YOUR INSTRUCTIONS: State how many lines in the records below contain the word "Integralist". Nothing else is needed.

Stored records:
Content starts
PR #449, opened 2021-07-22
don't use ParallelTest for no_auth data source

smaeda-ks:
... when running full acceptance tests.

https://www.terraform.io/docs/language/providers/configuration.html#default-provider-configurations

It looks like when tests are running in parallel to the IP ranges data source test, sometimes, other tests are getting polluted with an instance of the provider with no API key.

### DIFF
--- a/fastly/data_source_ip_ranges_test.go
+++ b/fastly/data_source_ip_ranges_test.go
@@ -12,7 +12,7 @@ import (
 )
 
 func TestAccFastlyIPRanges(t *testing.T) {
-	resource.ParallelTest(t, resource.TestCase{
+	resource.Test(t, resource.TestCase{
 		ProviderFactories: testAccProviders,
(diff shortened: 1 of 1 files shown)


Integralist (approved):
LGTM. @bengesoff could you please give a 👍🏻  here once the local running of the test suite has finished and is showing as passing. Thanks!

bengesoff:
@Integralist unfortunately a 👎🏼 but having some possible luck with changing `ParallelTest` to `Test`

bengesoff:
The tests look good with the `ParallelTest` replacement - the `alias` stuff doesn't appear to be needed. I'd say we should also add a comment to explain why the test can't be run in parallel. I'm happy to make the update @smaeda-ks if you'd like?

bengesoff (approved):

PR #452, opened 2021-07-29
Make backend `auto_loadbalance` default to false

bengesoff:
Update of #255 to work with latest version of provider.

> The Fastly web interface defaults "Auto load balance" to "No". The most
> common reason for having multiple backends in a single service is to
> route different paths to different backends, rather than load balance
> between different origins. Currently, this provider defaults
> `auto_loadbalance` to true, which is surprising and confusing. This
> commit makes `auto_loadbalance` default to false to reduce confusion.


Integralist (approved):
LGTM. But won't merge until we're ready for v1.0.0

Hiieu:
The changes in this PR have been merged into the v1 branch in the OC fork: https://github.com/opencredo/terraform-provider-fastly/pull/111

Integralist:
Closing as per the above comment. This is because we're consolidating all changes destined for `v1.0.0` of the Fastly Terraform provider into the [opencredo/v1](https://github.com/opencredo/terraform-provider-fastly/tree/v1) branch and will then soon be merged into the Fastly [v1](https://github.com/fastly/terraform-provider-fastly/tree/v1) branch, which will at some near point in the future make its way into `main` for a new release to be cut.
Content ends
SOLUTION FOR THIS EXERCISE: 4